By 8 A.M. on Dec. 16, the deconsecration of Three Rivers is under way. It begins, as always, in the parking lot, with sausage hoagies and Iron City beer. Steeler fans will tell you that they invented tailgating -- as well as the DEE-FENSE chant. They will also tell you how, back in the day, visiting teams needed a police escort to get from the bus into the stadium.
But today is a mellow day. Although the Steelers beat the Redskins, 24-3, neither team will make the playoffs, and the game is without much consequence. It is afterward, when the former Steelers are introduced, that all the emotion spills out. Their stories are civic myth by now: Rocky Bleier, the most unlikely Steeler hero, who returned from Vietnam with shrapnel in his foot and willed his way into the lineup; Jack Lambert, the headhunting middle linebacker -- so mean he even hates himself," as one teammate used to say; Frenchy Fuqua, who, off the field, wore platform heels containing live goldfish and, on the field, was a key figure in the Immaculate Reception; and Franco himself, whose fan club, Franco's Italian Army, was joined, in all seriousness, by Frank Sinatra.
Franco Harris, like a great many former Steelers, stayed on in Pittsburgh after football. There was more success waiting for them here: as investment bankers, coal brokers, restaurateurs, broadcasters. They had done great things for the city, and the city was eager to pay them back. As they take the field now, some trim and some paunchy, they smile -- not with the gloat of fresh victory but with the appreciation of men whose second halves were set up so well by their first.

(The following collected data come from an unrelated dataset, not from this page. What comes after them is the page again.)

PR #241, opened 2026-04-25
Fix: tolerate 1D token inputs in Gemma 4 VLM forward pass

### LINKED ISSUE #240: [BUG] Gemma 4 VLM: crash on continuation request with manual KV cache reuse (1D input shape)
# [BUG] Gemma 4 VLM (`gemma-4-e4b-it-4bit`): crash on continuation request with manual KV cache reuse

## Summary

When loading `mlx-community/gemma-4-e4b-it-4bit` via `VLMModelFactory` and driving generation with a manually-managed `[KVCache]` for prefix caching across requests, the **second** request crashes inside `Gemma4TextBackbone.callAsFunction` with an MLX-level `_mlx_error` raised from `MLXArray.subscript.getter` → `mlx_array_dim`.

Same overall pattern as #157 (Qwen 3.5 VLM with manual KV cache prefix matching) but a **different root cause**: not per-evaluation mutable state — instead, a 1D-token-input shape mismatch that's only exposed when the iterator runs the model on a short tail input + populated cache, where the model's internal `perLayerInputs` indexing `[0..., 0..., idx, 0...]` (4D) silently expects the input to have arrived through `Gemma4Processor.prepare(input:)` (which expands to 2D) rather than being constructed directly via `LMInput(tokens: MLXArray(rawTokens))` (which stays 1D).

The first request happens to succeed because the iterator's `step` adds `.newAxis` for autoregressive single-token decode, so subsequent token feeds are 2D — but the *initial prefill pass* of the second request, with its short prompt and populated cache, hits the model with a 1D input shape that the per-layer-inputs pathway doesn't tolerate.

## Reproduction

```swift
import MLX
import MLXLMCommon
import MLXVLM
import Hub

let modelPath = URL(fileURLWithPath: "/path/to/mlx-community/gemma-4-e4b-it-4bit")
let container = try await VLMModelFactory.shared.loadContainer(
    from: modelPath,
    using: #huggingFaceTokenizerLoader()
)

let processor = await container.processor
let userInput = UserInput(chat: [.user("Reply with just the word ok.")])
let lmInput = try await processor.prepare(input: userInput)
let allTokens = lmInput.text.tokens.asArray(Int.self)

// First request — fresh cache, full prompt as input. Works.
let kvCache = await container.perform { ctx in ctx.model.newCache(parameters: nil) }
var generated: [Int] = []

let parameters = GenerateParameters(maxTokens: 4)
let firstStream = try await container.perform { ctx in
    try MLXLMCommon.generateTokens(
        input: LMInput(tokens: MLXArray(allTokens)),  // 1D — works
        cache: kvCache,
        parameters: parameters,
        context: ctx
    )
}
for await event in firstStream {
    if case .token(let id) = event { generated.append(id) }
}
// At this point kvCache has ~allTokens.count + generated.count entries.

// Second request — same cache, continue with the assistant's reply as
// part of the new prefix. Compute a "tail" containing only the new
// tokens (e.g. by appending a follow-up user turn).
let userInput2 = UserInput(chat: [
    .user("Reply with just the word ok."),
    .assistant("ok"),
    .user("Reply with just the word yes."),
])
let lmInput2 = try await processor.prepare(input: userInput2)
let allTokens2 = lmInput2.text.tokens.asArray(Int.self)
let cachedPrefixLen = allTokens.count + generated.count
let tailTokens = Array(allTokens2.suffix(allTokens2.count - cachedPrefixLen))

let secondStream = try await container.perform { ctx in
    try MLXLMCommon.generateTokens(
        input: LMInput(tokens: MLXArray(tailTokens)),  // 1D — CRASH
        cache: kvCache,
        parameters: parameters,
        context: ctx
    )
}
for await _ in secondStream { /* never reached */ }
```

Crashes with `EXC_BREAKPOINT` (`SIGTRAP`) inside `Gemma4TextBackbone.callAsFunction(_:inputsEmbeds:mask:cache:perLayerInputs:)`.

## Crash trace (relevant frames)

```
_mlx_error
mlx_array_dim
MLXArray.dim(_:)
getItemND(src:operations:stream:)
MLXArray.subscript.getter
MLXArray.subscript.getter
Gemma4TextBackbone.callAsFunction(_:inputsEmbeds:mask:cache:perLayerInputs:)
Gemma4TextLanguageModel.callAsFunction(_:cache:inputsEmbeds:perLayerInputs:mask:)
Gemma4.prepare(_:cache:windowSize:)
TokenIterator.prepare(input:windowSize:)
TokenIterator.init(input:model:cache:parameters:)
generateTokens(input:cache:parameters:context:includeStopToken:wiredMemoryTicket:)
```

## Root cause

In `MLXVLM/Models/Gemma4.swift:1018-1053` (`Gemma4TextBackbone.callAsFunction`):

```swift
let layerInput: MLXArray? =
    if let finalPerLayerInputs {
        finalPerLayerInputs[0..., 0..., idx, 0...]   // 4D subscript
    } else {
        nil
    }
```

`finalPerLayerInputs` is built by `getPerLayerInputs(_ inputIds:)` and `projectPerLayerInputs(...)`. Both use `Array(inputIds.shape) + [hiddenLayers, hiddenSizePerLayerInput]` and `Array(inputsEmbeds.shape.dropLast()) + [...]` respectively to compute the result shape.

When the input `MLXArray` is **1D** `(L,)` instead of **2D** `(B, L)`:
- `inputsEmbeds = embedTokens(inputs)` produces shape `(L, D)` (2D)
- `inputsEmbeds.shape.dropLast()` is `[L]`
- `processedPerLayerInputs.shape = [L, hiddenLayers, hiddenSizePerLayerInput]` (3D)
- Subscript `[0..., 0..., idx, 0...]` requires 4D → MLX raises an internal dimension error.

`Gemma4Processor.prepare(input:)` (line 1868) prevents this for the standard pipeline because it always expands the prompt to 2D before returning `LMInput`:

```swift
let promptArray = MLXArray(promptTokens).expandedDimensions(axis: 0)
```

But when callers construct `LMInput` directly (e.g. for manual prefix caching where you slice `processor`-prepared tokens to a `[Int]` and re-wrap them into a smaller `MLXArray`), the leading batch dim is dropped and the model crashes.

### Option A — make `Gemma4TextBackbone` tolerate 1D inputs

At the top of `callAsFunction`, expand `inputs` to 2D if the caller passed 1D:

```swift
func callAsFunction(
    _ inputs: MLXArray? = nil,
    inputsEmbeds: MLXArray? = nil,
    ...
) -> MLXArray {
    let inputs = inputs.map { $0.ndim == 1 ? $0.expandedDimensions(axis: 0) : $0 }
    let inputsEmbeds = inputsEmbeds.map { $0.ndim == 2 ? $0.expandedDimensions(axis: 0) : $0 }
    // ... existing body
}
```

This matches what `LLMModel.prepare` does implicitly via `y[.newAxis, ..<prefillStepSize]` for chunked prefill. The cost is a single zero-copy reshape; output behaves identically for 2D inputs.

### Option B — make `MLXLMCommon.generateTokens(input:cache:...)` document that callers pass 2D `LMInput`

Add a `precondition(input.text.tokens.ndim >= 2, ...)` at the public API entry point so misuse is loud rather than crashing inside the model. Document the requirement on `LMInput.init(tokens:)`.

I'd prefer Option A — it removes a sharp edge that's not obvious from the public API, and matches Python `mlx-vlm`'s tolerance for 1D inputs in similar paths.

## Workaround

Until this is fixed, callers doing manual KV cache prefix caching with VLM models can wrap their tail tokens themselves:

```swift
LMInput(tokens: MLXArray(tailTokens).expandedDimensions(axis: 0))
```

Verified locally — the fix unblocks `gemma-4-e4b-it-4bit` continuation requests; cache reuse cuts TTFT from ~14 s to ~1 s on a 3000-token system prompt.

## Environment

- mlx-swift-lm: 3.31.3 (pinned exact)
- mlx-swift: 0.31.3
- macOS: 14
- Apple Silicon: M-series
- Swift: 6.0
- Model: `mlx-community/gemma-4-e4b-it-4bit`

## Related issues

- #157 — same pattern (manual cache prefix matching crashes on continuation), Qwen 3.5 VLM, different root cause (per-evaluation mutable state)
- #149 — Qwen 3.5 VLM 1D input crash, similar shape mismatch but in a different file
- #237 — Gemma4Text quantized KV cache fix (PR), addresses a different Gemma 4 bug

I'm happy to open a PR with Option A — the diff is small and contained to `MLXVLM/Models/Gemma4.swift`. Let me know if there's a preference for the API-level precondition (Option B) instead.

brdcastro:
Fixes #240.

## Summary

`Gemma4TextBackbone.callAsFunction` indexes `finalPerLayerInputs` with `[0..., 0..., idx, 0...]` (4D), which silently requires the input to have arrived through `Gemma4Processor.prepare(input:)` — that path always expands to 2D `(1, L)` via `MLXArray(promptTokens).expandedDimensions(axis: 0)`. Callers that construct `LMInput` directly with raw token IDs (e.g. for manual KV-cache prefix reuse across requests) end up handing the model a 1D `(L,)` shape; `embedTokens` produces 2D `(L, D)`; `processedPerLayerInputs` becomes 3D; and the 4D subscript crashes inside `MLXArray.subscript.getter` → `mlx_array_dim` → `_mlx_error`.

The first request happens to work because the iterator's autoregressive `step` adds `.newAxis` to each generated token, so the 2D path is hit. The crash shows up on the *initial prefill* of a continuation request when prefix-cache reuse leaves only a short tail to feed.

## Fix

At the top of `callAsFunction`, expand 1D `inputs` and 2D `inputsEmbeds` to add a leading batch dim. Zero-copy reshape; identical behavior when the caller already passed the canonical 2D shape:

```swift
let inputs = inputs.map { $0.ndim == 1 ? $0.expandedDimensions(axis: 0) : $0 }
let inputsEmbeds = inputsEmbeds.map {
    $0.ndim == 2 ? $0.expandedDimensions(axis: 0) : $0
}
```

This matches Python `mlx-vlm`'s tolerance for 1D inputs in similar paths, and matches what `LLMModel.prepare` already does implicitly via `y[.newAxis, ..<prefillStepSize]` for chunked prefill.

## Validation

End-to-end via a standalone CLI reproducer that loads `mlx-community/gemma-4-e4b-it-4bit` and runs a 2-turn manual KV-cache flow:
- **Without this patch**: turn 1 generates "ok" then turn 2 prefill crashes inside `Gemma4TextBackbone.callAsFunction` with `_mlx_error` from `mlx_array_dim`.
- **With this patch**: turn 1 generates "ok", turn 2 generates "yes", cache offset advances `0 → 19 → 38` correctly. Cache reuse cuts TTFT from ~14 s to ~1 s on a 3000-token system prompt in real usage (Lloyd app, M-series).

The full reproduction code is inline in #240.

## Notes

The alternative considered (Option B in the issue) was a `precondition(input.text.tokens.ndim >= 2, ...)` at the public `MLXLMCommon.generateTokens` entry point, but that turns a sharp edge into a louder sharp edge rather than removing it. Option A here removes the trap entirely with a single zero-copy reshape per forward pass.

### DIFF
--- a/Libraries/MLXVLM/Models/Gemma4.swift
+++ b/Libraries/MLXVLM/Models/Gemma4.swift
@@ -970,6 +970,18 @@ private final class Gemma4TextBackbone: Module {
         cache: [KVCache?]? = nil,
         perLayerInputs: MLXArray? = nil
     ) -> MLXArray {
+        // Tolerate callers that hand us a 1D `(L,)` token array instead
+        // of the canonical 2D `(B, L)` produced by `Gemma4Processor.prepare`.
+        // The downstream `perLayerInputs` indexing path (`finalPerLayerInputs[
+        // 0..., 0..., idx, 0...]`) requires 4D shapes; with 1D inputs the
+        // model otherwise crashes inside `MLXArray.subscript.getter`
+        // → `mlx_array_dim` → `_mlx_error`. This expansion is zero-copy
+        // and behaves identically when the caller already passed 2D.
+        let inputs = inputs.map { $0.ndim == 1 ? $0.expandedDimensions(axis: 0) : $0 }
+        let inputsEmbeds = inputsEmbeds.map {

Within 36 hours of this great farewell, Three Rivers was under assault. Patches of Astroturf were peeled off and sent, like skin grafts, to city parks and Little League batting cages. Some of the turf, along with the stadium's seats, kitchen gear and maintenance equipment, were auctioned off at Mellon Arena, where the Penguins play (and which will probably also soon be razed). Eight thousand people showed up. The going rate for a set of six seats was $2,100; one woman planned to install a pair at her husband's grave site. Some items were not for sale, including the Steelers' wooden lockers, which were taken apart panel by panel, like a church fresco, to be reassembled in the new stadium's Great Hall, a two-story Steeler museum and "fan celebration area."
The rest of Three Rivers will be turned to rubble. Buildings come and go. There is nothing permanent about them except what happened inside. Pittsburgh understands this. It is not uncommon to hear people in Pittsburgh mark their life events -- a wedding anniversary, the birth of their first child -- with a Super Bowl.
It's been too long, of course. But for all the absurdities and inequities of modern sport, the game itself is what becomes an institution, one of the few things these days that transcends both economics and concrete.
David Bianchi also understands this. He is from Syracuse, and he runs the demolition company that will bring down Three Rivers. He doesn't mean to be disrespectful of its legacy, but he is, frankly, unintimidated. "We just shot four high-rise structures in Philly," he says, "three 11's and a 15." Meaning 11 and 15 stories high. The implosion of Three Rivers, he says, will look like a circular deck of cards, falling in both directions, starting at the point where it stands just 65 feet from the new football stadium. It should take about 19 seconds. "You've got to realize," he says, "people think this is a monster, but it's not. It's 70,000 yards of concrete, but as far as height, integrity, distance, this is nothing."